### Assigned task
Find the lines below that contain the word "default" and count them. Only the number should be given.

+--

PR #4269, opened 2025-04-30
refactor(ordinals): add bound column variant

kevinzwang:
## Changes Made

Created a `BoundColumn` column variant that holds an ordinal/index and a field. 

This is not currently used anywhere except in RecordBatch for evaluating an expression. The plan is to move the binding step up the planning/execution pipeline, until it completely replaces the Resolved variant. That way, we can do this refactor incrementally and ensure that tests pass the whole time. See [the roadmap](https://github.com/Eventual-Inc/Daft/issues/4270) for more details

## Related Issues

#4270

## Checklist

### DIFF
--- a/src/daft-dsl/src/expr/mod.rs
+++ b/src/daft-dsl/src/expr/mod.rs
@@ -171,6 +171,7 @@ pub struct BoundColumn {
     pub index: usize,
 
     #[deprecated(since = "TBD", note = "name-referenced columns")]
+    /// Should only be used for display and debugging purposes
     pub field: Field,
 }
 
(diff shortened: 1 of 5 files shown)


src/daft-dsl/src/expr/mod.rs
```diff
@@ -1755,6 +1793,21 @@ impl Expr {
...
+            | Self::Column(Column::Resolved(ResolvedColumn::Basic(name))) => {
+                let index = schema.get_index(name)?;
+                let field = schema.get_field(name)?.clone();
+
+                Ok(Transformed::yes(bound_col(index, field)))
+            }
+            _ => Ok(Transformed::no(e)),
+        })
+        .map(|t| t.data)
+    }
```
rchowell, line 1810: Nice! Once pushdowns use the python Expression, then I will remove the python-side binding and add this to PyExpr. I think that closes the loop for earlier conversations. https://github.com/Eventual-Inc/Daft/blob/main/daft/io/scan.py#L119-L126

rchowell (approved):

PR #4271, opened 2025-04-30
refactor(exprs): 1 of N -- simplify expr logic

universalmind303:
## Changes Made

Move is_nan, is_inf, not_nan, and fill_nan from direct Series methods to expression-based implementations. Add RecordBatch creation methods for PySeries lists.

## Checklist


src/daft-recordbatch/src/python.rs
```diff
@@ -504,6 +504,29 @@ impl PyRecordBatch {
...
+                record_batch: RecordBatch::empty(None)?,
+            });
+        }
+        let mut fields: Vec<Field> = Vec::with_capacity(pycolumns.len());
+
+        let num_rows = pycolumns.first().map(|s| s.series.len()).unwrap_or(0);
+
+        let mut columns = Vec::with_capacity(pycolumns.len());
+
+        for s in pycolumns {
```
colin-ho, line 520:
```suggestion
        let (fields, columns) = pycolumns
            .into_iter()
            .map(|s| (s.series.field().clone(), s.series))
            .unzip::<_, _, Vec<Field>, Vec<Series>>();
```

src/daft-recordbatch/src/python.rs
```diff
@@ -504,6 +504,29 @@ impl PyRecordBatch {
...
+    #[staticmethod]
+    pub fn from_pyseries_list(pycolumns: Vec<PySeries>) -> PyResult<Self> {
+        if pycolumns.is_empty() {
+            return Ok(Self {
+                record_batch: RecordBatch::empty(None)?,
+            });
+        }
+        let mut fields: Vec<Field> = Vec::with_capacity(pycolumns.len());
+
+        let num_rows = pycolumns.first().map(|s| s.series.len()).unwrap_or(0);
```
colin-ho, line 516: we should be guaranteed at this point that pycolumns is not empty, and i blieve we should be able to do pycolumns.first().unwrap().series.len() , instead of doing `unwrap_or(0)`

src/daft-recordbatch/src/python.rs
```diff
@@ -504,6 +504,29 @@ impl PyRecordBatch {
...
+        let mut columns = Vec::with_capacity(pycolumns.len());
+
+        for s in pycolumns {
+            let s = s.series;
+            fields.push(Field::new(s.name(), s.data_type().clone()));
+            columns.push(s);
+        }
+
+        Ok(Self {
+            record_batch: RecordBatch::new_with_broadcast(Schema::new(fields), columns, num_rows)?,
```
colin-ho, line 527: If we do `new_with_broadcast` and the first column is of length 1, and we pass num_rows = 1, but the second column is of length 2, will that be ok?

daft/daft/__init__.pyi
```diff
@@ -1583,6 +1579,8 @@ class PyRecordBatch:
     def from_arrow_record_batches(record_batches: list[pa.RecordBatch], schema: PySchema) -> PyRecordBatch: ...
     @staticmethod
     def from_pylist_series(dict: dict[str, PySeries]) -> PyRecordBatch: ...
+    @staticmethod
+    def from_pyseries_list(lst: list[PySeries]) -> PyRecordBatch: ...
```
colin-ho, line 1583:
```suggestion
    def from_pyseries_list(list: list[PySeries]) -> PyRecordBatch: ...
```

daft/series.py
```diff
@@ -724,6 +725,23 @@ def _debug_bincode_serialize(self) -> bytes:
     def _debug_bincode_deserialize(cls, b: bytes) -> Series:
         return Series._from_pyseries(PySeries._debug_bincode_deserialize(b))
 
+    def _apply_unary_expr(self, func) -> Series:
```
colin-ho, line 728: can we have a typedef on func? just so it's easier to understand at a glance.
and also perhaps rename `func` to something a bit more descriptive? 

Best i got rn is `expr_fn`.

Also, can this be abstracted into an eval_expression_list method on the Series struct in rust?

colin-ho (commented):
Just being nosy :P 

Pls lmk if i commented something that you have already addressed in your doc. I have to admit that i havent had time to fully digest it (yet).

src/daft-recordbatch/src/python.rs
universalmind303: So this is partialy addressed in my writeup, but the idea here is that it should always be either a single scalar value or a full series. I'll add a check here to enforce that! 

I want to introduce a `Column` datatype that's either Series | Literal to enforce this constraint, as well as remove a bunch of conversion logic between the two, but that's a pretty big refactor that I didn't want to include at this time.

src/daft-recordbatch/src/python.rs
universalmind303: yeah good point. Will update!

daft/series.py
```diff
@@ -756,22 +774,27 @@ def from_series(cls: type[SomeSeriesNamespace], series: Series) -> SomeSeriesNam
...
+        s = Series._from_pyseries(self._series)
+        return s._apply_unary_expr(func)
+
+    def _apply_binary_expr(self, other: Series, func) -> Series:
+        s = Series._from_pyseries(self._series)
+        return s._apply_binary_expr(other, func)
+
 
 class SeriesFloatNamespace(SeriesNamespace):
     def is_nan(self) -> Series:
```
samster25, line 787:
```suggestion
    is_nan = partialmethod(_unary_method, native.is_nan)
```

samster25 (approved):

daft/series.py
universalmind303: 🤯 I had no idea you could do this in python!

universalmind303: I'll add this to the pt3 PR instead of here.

+--

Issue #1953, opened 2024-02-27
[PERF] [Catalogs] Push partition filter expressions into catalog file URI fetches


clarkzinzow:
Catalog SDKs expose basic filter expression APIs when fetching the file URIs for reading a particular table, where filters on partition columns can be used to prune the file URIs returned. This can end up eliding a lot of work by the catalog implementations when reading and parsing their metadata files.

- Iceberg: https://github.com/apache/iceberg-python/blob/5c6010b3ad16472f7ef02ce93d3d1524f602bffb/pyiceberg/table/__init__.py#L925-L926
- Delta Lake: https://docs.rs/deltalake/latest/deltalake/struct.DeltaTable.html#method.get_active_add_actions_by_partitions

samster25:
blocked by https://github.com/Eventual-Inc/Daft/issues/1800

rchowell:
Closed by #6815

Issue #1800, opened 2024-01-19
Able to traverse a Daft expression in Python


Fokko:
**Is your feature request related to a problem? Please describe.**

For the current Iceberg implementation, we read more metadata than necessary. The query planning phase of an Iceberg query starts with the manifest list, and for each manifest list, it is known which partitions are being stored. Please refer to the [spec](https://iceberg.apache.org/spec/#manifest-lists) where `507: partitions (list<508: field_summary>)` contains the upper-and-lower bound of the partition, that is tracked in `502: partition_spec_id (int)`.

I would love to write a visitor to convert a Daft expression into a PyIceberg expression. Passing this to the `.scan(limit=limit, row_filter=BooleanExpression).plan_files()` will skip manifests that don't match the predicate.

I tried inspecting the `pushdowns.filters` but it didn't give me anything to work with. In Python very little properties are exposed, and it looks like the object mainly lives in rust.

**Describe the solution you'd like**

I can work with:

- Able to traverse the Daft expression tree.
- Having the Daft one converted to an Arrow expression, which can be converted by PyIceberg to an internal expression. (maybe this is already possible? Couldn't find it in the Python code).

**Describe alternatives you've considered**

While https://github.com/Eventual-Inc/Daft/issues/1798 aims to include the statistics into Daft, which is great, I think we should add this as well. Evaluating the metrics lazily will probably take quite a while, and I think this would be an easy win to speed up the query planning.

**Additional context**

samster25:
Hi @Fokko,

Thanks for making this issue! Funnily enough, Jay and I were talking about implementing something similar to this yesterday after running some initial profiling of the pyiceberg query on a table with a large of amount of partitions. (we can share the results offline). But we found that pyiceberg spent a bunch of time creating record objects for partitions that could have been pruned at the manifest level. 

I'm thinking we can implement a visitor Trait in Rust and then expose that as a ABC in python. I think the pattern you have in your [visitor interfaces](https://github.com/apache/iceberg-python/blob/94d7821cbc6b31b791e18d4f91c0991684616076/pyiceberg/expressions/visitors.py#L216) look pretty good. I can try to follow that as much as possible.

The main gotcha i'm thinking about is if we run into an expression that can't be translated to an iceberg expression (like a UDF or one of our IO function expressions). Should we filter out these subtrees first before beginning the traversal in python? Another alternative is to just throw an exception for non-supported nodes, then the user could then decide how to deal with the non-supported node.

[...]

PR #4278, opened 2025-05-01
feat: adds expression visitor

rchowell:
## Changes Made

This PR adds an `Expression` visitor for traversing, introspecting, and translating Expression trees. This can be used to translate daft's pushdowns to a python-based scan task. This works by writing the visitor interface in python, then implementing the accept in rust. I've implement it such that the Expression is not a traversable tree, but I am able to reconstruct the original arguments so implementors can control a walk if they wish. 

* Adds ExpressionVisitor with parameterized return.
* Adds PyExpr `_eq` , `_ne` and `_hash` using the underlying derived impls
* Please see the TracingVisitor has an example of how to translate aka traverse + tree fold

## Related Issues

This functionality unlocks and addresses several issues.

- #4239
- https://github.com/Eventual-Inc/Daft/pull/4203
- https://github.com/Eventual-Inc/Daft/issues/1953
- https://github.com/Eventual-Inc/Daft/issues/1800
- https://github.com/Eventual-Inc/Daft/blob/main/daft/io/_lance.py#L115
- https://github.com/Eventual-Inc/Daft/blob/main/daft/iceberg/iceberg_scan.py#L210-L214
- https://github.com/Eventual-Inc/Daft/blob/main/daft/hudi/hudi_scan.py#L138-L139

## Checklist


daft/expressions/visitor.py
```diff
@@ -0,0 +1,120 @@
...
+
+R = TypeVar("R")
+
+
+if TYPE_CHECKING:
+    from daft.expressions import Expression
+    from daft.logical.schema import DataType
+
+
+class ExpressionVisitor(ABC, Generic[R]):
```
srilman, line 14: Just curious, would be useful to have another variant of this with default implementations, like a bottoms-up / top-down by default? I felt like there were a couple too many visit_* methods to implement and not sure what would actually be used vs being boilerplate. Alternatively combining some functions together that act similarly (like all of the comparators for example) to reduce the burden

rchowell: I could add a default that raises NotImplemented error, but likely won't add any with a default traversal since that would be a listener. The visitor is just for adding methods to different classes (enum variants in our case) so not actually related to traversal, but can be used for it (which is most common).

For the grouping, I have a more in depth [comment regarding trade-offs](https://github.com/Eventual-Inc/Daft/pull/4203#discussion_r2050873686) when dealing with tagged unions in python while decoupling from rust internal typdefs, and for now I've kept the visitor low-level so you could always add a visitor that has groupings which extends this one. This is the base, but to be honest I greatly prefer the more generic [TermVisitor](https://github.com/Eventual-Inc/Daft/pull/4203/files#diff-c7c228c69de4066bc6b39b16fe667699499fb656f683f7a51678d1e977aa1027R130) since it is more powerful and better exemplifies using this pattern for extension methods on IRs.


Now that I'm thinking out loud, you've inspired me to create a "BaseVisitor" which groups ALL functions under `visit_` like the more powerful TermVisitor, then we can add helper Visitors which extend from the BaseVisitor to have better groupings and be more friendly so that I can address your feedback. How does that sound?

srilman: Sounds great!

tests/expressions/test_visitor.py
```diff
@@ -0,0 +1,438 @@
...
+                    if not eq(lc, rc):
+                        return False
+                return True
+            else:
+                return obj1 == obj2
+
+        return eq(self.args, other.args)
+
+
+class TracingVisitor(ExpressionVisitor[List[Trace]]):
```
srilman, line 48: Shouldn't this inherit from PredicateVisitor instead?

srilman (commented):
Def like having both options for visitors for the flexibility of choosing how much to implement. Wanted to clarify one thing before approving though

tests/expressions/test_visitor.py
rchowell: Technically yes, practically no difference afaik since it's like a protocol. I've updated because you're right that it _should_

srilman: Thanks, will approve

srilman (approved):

+--

### Reply to the exercise
2